BEGIN RECORDS FOR THE EXERCISE

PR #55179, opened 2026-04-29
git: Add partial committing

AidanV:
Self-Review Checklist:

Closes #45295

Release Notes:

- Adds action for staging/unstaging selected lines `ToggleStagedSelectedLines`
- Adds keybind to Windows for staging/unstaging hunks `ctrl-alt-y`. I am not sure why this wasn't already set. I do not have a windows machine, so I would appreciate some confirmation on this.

END RECORDS FOR THE EXERCISE

ASSIGNMENT:
A bare number is expected: how many lines above contain the word "unstaging"?

REPLY TO THE TASK:
2